JAKARTA – Menteri Pertahanan Republik Indonesia Sjafrie Sjamsoeddin menerima audiensi Perhimpunan Pelajar Indonesia (PPI) Andika Ibrahim Nasution di Kantor Kementerian Pertahanan RI, Jakarta, Selasa (3/2/2026). Audiensi tersebut membahas rencana pelaksanaan program PPI Dunia Mengabdi 2026 yang dirancang sebagai wadah kontribusi nyata pelajar Indonesia di luar negeri bagi masyarakat dan pembangunan nasional.
Dalam pertemuan tersebut, PPI memaparkan konsep program pengabdian yang melibatkan pelajar diaspora dari berbagai negara untuk berkolaborasi mendukung agenda strategis pemerintah menuju Indonesia Emas 2045.
Menteri Pertahanan Sjafrie Sjamsoeddin menyambut baik inisiatif tersebut dan menilai langkah PPI sebagai bentuk kepedulian generasi muda terhadap masa depan bangsa. Menurut Menhan, pelajar Indonesia di luar negeri memiliki posisi strategis sebagai agen perubahan yang dapat menjembatani pengetahuan global dengan kebutuhan pembangunan nasional.
“Generasi muda diaspora memiliki peran penting dalam memperkuat daya saing bangsa. Program pengabdian seperti ini harus diarahkan agar sejalan dengan kepentingan nasional dan memberi dampak nyata bagi masyarakat,” ujar Menhan, sebagaimana dikutip dari keterangan resmi.
Menhan juga menekankan pentingnya agar pelaksanaan program PPI Dunia Mengabdi dapat disinergikan dengan program-program pemerintah, termasuk yang berkaitan dengan penguatan sumber daya manusia, inovasi, serta ketahanan nasional. Ia menegaskan bahwa setiap bentuk pengabdian perlu berlandaskan nilai-nilai kebangsaan dan semangat persatuan.
Sementara itu, perwakilan PPI menyampaikan bahwa program PPI Dunia Mengabdi 2026 dirancang sebagai platform kolaboratif pelajar Indonesia di luar negeri untuk berkontribusi melalui kegiatan edukasi, sosial, riset, hingga pemberdayaan masyarakat di berbagai daerah di Indonesia.

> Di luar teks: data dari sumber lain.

PR #1483, opened 2016-07-28
Change how we validate settings

zachmullen:
We now provide a convenient decorator method for registering setting validation functions. This alleviates the needs for plugins to bind to the setting validate event and check the keys themselves, although that will still work as before.

Thanks to @mgrauer for floating this idea in the 2.0 wish list. Since it turns out it's not a breaking change, I've PRed it against master.

### DIFF
--- a/girder/models/setting.py
+++ b/girder/models/setting.py
@@ -22,9 +22,10 @@ import cherrypy
 import pymongo
 import six
 
-from ..constants import SettingDefault, TerminalColor
+from ..constants import SettingDefault, SettingKey, TerminalColor
 from .model_base import Model, ValidationException
-from girder.utility import camelcase, plugin_utilities
+from girder.utility import plugin_utilities, setting_utilities
+from girder.utility.model_importer import ModelImporter
 from bson.objectid import ObjectId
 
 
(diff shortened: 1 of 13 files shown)


zachmullen:
It's also worth noting that this is a lot more efficient; rather than linearly iterating through all registered callbacks, we can just look up the required key in a hash table.

manthey:
I like this.  I note that there is at most one registered validator per setting key.  I don't have any specific case where the validation could be split across two functions, but we might want to add a note that this can be accomplished with event handling, and throw a warning if `registerValidator` replaces an existing validator (with a flag to skip such a warning).

zachmullen:
Alternatively, we could add a `replace` bool argument to `registerValidator` that, if set to False, would make it so the new function was just chained together after the existing one via function wrapping.

cjh1:
Am I right is thinking that setting keys are global, so a poor choice of name can result in two plugins trying to using the same setting?

zachmullen:
Setting keys are global, but all the core ones start with `core.`, and we instruct plugin authors to prefix the name of their setting keys with their plugin name followed by a dot. So, yes, violating this convention could cause problematic collisions, though that was true before this change.

zachmullen:
@manthey I wrote it out, what do you think?

```
def registerValidator(key, fn, replace=False):
    """
    Register a validator for a given setting key.

    :param key: The setting key.
    :type key: str
    :param fn: The function that will validate this key.
    :type fn: callable
    :param replace: If a validator already exists for this key, set this to True to replace the
        existing validator. The default is to add the new validator in addition to running the
        old validation function.
    :type replace: bool
    """
    if not replace and key in _validators:
        old = _validators[key]
        def wrapper(doc):
            old(doc)
            fn(doc)
        _validators[key] = wrapper
    else:
        _validators[key] = fn
```

manthey:
Because validation functions can alter values, would it make more sense to call the new function *before* the old function?  For instance, suppose there is a validator that checks for a valid email address.  A plugin could add a default domain to an email address.  The plugin adds a validator that adds the domain if necessary, then the original validator of the email address would pass instead of failing.

zachmullen:
Fixed, PTAL

manthey:
@zachmullen Can you add a test for the `default` decorator?

manthey:
LGTM.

PPI menilai keterlibatan pelajar diaspora dalam pembangunan nasional merupakan bentuk tanggung jawab moral sekaligus pengabdian kepada tanah air, sejalan dengan visi besar Indonesia Emas 2045.
Melalui audiensi ini, Kementerian Pertahanan dan PPI diharapkan dapat membangun komunikasi dan kerja sama yang berkelanjutan, sehingga program PPI Dunia Mengabdi 2026 dapat berjalan efektif, terarah, dan memberikan manfaat luas bagi masyarakat serta pembangunan bangsa.